TASK ITEM => Take the line that contains "vish-goaco: Removed this, the" in the data below and each line after it, through the last, and repeat them unchanged.

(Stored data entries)
★ ★ ★ ★ ★ ★ ★

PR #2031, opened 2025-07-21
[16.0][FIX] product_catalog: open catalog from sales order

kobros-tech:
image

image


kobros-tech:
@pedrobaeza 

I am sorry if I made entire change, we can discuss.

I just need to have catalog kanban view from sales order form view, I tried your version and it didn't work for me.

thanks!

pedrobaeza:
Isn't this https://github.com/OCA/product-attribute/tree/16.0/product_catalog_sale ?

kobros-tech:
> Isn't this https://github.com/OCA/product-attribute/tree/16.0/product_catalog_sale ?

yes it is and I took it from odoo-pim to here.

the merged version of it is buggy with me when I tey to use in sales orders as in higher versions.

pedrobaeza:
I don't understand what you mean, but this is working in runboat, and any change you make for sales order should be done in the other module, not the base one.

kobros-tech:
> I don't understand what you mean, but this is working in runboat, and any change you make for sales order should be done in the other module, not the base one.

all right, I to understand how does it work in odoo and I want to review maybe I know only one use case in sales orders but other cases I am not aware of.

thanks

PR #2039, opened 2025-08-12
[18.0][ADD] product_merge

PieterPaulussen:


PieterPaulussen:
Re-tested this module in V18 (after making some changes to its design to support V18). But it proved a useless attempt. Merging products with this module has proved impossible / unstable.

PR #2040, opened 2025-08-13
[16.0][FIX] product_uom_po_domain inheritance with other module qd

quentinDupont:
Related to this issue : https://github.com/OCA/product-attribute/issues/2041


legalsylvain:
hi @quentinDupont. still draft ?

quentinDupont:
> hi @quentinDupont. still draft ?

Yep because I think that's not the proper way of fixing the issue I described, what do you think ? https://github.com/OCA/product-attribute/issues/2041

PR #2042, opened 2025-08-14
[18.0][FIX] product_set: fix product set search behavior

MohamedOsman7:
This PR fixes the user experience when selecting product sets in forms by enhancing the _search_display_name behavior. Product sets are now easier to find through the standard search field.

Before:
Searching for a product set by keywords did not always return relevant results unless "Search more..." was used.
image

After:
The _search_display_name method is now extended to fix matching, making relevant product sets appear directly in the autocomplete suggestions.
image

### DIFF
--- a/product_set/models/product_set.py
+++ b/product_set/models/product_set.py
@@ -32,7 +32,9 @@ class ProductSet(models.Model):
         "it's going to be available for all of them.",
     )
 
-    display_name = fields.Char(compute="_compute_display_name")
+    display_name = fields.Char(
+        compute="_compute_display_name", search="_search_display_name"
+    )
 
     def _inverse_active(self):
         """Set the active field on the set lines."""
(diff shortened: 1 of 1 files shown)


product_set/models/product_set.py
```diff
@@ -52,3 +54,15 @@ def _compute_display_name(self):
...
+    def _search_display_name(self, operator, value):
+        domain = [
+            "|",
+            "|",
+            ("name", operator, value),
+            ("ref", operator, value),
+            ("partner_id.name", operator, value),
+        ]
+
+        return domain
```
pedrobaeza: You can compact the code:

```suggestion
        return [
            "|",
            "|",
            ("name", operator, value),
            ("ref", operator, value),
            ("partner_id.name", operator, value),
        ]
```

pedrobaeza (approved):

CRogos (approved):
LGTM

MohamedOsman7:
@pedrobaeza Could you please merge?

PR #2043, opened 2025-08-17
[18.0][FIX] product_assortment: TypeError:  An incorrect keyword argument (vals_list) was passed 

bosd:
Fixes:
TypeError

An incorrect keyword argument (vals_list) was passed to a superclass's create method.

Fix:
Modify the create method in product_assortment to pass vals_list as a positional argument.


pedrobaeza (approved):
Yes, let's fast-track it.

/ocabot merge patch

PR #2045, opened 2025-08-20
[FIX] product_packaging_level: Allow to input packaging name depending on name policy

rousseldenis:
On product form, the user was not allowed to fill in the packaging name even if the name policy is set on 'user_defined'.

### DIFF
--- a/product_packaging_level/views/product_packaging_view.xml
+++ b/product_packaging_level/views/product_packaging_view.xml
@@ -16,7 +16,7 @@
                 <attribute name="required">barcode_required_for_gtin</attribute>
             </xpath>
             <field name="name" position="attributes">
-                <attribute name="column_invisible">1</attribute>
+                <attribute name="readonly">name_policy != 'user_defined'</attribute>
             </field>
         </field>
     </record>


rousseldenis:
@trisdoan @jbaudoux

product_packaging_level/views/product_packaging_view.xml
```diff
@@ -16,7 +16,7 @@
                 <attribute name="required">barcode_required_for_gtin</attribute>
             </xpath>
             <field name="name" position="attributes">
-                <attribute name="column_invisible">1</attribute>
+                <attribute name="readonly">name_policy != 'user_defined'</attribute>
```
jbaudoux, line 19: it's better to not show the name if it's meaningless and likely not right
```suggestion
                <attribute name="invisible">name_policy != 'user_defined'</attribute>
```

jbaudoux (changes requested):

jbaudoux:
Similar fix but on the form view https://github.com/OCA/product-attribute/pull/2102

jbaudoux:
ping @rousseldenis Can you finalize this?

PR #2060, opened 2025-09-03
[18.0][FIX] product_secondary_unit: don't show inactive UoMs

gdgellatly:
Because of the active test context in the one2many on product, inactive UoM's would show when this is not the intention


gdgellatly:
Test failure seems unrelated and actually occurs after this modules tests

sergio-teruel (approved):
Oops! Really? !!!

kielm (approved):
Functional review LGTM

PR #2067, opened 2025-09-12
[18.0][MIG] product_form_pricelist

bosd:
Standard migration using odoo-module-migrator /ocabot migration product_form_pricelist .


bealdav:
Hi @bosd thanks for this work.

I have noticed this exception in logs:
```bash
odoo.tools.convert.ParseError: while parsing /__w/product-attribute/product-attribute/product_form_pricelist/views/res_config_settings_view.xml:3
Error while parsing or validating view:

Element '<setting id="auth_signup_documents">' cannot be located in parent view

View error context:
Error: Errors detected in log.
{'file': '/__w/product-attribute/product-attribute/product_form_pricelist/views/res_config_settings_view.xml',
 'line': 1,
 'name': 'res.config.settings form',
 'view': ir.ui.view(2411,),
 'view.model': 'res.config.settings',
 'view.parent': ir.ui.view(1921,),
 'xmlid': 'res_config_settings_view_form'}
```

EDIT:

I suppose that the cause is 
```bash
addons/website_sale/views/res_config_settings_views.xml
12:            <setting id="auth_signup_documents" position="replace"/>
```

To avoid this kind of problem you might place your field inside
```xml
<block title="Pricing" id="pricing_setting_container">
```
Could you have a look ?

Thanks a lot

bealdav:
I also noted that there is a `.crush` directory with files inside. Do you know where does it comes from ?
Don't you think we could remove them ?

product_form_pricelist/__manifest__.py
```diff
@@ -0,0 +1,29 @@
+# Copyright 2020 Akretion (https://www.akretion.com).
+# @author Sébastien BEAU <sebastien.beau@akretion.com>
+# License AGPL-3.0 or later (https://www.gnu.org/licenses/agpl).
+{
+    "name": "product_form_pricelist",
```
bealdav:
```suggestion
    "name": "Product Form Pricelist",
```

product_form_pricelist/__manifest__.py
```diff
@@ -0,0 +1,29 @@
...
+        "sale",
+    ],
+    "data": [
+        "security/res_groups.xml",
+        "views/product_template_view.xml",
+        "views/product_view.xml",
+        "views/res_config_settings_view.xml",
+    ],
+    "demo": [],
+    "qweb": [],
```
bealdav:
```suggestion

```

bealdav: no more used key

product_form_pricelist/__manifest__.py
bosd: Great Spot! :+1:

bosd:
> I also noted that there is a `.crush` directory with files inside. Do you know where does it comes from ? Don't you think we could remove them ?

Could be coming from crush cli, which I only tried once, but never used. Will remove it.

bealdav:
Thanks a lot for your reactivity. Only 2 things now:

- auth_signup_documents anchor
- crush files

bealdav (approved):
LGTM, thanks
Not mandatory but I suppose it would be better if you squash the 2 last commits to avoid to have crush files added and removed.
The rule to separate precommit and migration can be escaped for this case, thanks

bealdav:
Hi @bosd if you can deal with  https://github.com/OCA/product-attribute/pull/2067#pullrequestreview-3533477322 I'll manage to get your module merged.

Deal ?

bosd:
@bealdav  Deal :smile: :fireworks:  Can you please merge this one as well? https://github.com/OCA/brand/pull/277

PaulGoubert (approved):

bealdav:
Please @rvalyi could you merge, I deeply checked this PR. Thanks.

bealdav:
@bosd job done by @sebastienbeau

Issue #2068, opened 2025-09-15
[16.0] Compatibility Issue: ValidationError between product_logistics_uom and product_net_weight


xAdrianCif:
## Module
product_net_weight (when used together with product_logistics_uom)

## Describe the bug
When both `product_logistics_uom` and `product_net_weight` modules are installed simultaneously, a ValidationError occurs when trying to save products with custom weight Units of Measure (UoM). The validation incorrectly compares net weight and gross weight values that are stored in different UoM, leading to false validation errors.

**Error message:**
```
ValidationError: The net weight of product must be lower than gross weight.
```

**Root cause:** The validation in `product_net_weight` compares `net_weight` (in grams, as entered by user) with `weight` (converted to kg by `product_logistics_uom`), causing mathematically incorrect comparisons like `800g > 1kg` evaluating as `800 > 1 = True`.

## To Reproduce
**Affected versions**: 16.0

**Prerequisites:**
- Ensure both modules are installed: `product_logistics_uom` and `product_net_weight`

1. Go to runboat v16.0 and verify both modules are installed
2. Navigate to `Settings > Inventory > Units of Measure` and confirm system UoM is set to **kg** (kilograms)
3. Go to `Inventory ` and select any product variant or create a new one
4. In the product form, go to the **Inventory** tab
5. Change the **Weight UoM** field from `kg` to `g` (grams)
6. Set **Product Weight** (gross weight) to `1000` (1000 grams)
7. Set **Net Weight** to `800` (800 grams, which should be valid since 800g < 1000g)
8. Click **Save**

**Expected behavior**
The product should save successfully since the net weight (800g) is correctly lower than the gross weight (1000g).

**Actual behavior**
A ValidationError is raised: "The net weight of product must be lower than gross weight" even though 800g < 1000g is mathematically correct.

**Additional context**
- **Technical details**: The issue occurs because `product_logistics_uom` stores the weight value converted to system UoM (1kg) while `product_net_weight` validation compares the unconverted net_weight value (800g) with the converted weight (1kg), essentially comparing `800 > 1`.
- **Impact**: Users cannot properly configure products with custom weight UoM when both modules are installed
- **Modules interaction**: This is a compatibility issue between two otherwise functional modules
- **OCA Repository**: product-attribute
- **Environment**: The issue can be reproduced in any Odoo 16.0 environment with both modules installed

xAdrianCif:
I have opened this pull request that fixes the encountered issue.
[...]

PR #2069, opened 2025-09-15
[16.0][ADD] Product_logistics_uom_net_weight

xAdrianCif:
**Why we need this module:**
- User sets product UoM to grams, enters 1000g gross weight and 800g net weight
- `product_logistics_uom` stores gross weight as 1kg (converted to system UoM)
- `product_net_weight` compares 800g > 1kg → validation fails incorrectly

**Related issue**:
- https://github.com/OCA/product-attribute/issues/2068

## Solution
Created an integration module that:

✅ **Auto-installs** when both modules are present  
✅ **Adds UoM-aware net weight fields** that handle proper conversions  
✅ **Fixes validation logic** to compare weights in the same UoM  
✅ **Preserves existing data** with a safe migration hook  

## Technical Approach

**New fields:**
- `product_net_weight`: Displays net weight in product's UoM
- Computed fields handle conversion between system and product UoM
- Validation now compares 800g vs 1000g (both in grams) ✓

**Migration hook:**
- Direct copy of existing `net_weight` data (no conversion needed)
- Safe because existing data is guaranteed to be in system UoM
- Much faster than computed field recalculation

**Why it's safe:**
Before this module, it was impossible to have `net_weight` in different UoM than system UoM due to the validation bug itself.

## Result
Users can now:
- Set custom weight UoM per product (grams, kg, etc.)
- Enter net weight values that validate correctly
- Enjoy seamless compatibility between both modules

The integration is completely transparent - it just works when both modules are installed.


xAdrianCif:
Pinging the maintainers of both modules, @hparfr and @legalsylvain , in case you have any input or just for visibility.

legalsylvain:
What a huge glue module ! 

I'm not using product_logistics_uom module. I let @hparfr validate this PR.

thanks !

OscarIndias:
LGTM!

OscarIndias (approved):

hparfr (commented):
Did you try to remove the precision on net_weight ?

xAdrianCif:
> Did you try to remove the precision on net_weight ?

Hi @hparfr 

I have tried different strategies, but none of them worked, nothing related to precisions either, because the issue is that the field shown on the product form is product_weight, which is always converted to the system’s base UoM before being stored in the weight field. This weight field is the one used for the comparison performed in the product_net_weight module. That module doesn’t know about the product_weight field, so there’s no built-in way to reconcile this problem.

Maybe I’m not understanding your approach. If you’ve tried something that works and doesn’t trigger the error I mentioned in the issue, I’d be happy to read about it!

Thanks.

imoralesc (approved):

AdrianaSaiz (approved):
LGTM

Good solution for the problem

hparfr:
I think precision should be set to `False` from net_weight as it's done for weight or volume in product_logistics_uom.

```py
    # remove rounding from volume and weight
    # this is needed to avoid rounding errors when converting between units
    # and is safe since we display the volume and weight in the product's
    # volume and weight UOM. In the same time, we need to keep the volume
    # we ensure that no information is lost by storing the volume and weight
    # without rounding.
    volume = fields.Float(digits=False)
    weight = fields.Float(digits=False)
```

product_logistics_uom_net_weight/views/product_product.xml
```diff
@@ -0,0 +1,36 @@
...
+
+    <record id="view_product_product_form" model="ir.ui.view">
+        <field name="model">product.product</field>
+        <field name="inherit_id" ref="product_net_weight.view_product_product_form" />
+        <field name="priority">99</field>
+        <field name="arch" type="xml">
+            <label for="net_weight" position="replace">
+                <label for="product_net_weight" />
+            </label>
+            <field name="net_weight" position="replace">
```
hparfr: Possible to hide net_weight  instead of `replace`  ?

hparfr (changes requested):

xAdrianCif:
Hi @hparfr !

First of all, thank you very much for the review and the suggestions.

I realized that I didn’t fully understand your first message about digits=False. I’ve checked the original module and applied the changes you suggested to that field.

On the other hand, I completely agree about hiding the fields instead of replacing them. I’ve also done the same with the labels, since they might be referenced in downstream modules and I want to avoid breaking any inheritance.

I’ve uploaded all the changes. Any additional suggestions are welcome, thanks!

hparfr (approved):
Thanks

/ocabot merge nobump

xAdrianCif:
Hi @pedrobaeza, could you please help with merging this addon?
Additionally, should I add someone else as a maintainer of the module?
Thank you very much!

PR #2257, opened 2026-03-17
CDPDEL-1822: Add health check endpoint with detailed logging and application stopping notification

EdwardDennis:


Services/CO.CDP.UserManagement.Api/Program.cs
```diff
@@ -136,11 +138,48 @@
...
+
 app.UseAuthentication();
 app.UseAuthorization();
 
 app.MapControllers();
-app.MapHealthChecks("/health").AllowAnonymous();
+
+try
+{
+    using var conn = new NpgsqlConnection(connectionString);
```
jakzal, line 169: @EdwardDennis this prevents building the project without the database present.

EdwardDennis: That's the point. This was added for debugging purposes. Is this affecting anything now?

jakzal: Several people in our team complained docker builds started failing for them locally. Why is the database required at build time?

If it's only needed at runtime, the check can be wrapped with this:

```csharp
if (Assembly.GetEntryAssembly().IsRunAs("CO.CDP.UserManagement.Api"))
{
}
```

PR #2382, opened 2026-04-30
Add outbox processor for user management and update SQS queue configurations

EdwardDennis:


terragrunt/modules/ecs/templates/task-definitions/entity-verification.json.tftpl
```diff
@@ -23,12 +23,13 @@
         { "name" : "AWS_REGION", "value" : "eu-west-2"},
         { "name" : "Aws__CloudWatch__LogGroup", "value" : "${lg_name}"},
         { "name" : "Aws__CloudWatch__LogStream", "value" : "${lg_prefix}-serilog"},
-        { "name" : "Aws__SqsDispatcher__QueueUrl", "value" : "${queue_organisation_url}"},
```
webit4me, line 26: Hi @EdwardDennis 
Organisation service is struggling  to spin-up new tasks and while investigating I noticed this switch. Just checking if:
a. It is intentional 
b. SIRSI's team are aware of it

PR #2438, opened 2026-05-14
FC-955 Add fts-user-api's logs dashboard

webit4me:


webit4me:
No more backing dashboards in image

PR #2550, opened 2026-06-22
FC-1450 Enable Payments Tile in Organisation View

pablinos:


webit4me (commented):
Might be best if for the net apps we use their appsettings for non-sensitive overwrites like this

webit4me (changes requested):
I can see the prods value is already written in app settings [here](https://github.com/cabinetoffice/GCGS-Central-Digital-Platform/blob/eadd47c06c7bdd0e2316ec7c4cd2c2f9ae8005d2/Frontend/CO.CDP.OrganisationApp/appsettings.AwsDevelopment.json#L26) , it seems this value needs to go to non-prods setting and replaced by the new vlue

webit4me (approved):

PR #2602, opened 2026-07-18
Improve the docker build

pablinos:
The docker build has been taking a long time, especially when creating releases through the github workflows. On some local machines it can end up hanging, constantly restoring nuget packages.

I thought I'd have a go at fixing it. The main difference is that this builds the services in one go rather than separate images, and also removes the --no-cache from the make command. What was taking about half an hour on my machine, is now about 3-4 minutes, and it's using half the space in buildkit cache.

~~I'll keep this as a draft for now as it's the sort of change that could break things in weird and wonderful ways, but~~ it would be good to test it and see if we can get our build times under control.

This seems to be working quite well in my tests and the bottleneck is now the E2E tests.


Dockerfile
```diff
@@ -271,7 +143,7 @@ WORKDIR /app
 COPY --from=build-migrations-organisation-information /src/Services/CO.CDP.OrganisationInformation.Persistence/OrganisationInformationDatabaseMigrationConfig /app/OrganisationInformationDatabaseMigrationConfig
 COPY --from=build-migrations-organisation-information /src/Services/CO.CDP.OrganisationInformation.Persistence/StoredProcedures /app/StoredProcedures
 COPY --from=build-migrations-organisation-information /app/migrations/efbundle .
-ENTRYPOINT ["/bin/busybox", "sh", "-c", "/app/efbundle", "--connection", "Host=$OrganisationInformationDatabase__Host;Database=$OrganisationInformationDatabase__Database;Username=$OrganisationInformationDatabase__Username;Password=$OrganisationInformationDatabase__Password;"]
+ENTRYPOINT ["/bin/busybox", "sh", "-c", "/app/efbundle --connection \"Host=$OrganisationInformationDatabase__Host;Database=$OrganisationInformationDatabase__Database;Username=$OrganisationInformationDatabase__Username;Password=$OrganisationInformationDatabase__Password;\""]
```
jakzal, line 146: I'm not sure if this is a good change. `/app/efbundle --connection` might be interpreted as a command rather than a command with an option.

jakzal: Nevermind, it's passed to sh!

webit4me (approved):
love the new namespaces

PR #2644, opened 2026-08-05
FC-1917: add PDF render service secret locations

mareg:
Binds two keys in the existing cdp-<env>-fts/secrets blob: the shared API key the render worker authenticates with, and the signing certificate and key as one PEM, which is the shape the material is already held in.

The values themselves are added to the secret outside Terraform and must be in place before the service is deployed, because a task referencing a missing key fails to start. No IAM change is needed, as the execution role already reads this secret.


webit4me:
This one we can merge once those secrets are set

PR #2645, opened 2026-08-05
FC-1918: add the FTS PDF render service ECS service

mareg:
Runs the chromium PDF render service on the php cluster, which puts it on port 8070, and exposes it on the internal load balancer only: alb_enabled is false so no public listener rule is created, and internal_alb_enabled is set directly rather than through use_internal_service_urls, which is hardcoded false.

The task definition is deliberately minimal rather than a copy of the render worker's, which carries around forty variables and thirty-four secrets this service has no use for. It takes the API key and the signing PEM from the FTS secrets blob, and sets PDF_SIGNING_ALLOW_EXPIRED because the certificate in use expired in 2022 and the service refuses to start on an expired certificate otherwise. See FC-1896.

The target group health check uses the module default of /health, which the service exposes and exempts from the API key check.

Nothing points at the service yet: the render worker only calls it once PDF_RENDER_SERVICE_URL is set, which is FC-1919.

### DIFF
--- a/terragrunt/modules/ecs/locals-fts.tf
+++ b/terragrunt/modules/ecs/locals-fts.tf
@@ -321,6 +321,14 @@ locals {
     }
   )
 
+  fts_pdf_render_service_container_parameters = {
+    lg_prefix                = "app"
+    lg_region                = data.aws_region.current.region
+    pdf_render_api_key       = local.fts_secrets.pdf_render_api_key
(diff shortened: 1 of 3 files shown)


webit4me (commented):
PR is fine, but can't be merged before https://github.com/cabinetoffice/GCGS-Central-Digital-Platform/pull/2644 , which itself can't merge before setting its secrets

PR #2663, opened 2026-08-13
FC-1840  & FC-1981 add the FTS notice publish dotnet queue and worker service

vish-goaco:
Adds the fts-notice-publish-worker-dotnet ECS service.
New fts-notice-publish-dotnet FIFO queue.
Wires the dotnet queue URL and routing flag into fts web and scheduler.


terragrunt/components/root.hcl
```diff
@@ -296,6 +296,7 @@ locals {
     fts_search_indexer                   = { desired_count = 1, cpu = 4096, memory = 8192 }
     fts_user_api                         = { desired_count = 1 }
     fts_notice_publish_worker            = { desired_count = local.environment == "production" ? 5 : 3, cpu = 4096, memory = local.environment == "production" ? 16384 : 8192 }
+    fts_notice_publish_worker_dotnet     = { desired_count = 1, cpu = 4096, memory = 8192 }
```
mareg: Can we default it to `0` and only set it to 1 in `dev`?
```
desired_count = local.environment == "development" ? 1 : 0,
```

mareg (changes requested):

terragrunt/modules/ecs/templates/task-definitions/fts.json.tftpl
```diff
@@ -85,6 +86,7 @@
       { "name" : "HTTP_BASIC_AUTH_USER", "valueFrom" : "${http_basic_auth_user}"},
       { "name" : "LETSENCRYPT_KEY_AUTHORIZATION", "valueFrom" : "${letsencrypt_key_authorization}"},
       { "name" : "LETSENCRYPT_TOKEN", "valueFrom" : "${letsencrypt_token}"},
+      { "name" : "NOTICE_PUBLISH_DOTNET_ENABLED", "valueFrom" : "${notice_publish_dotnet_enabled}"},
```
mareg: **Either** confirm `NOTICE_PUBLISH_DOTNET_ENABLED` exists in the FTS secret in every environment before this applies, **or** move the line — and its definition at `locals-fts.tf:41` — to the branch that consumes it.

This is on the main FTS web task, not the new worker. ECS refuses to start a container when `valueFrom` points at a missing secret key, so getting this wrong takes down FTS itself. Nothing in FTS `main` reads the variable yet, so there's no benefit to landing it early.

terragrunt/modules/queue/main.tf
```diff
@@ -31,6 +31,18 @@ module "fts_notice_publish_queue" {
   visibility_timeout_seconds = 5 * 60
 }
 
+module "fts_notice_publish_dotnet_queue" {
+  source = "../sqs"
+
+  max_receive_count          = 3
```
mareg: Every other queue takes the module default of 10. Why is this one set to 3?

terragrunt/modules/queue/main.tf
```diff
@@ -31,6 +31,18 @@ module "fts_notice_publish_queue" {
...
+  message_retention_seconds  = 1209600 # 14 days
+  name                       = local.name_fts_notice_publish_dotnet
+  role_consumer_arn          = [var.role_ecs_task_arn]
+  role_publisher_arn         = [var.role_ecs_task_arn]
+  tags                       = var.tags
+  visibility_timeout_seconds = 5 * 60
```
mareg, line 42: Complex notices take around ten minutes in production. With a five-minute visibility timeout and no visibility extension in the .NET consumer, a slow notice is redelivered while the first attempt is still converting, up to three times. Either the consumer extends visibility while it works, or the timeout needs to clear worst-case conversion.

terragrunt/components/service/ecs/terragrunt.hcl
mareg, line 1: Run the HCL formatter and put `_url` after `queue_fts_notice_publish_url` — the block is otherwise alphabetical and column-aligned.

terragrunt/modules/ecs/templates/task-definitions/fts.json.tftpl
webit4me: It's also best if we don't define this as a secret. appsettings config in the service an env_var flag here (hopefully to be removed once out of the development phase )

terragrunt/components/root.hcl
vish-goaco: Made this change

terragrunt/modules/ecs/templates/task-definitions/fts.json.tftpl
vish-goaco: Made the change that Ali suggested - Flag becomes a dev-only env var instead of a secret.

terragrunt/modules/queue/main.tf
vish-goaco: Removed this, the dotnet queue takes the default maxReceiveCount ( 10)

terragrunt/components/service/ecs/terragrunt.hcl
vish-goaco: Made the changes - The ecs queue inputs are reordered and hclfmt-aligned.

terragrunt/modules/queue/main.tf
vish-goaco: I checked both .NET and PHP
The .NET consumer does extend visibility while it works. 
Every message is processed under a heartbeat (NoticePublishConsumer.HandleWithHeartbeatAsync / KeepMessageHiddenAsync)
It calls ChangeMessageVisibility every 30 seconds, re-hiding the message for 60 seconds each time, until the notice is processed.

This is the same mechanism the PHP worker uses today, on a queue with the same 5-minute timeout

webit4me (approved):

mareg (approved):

★ ★ ★ ★ ★ ★ ★

TASK RESULT =>
vish-goaco: Removed this, the dotnet queue takes the default maxReceiveCount ( 10)

terragrunt/components/service/ecs/terragrunt.hcl
vish-goaco: Made the changes - The ecs queue inputs are reordered and hclfmt-aligned.

terragrunt/modules/queue/main.tf
vish-goaco: I checked both .NET and PHP
The .NET consumer does extend visibility while it works. 
Every message is processed under a heartbeat (NoticePublishConsumer.HandleWithHeartbeatAsync / KeepMessageHiddenAsync)
It calls ChangeMessageVisibility every 30 seconds, re-hiding the message for 60 seconds each time, until the notice is processed.

This is the same mechanism the PHP worker uses today, on a queue with the same 5-minute timeout

webit4me (approved):

mareg (approved):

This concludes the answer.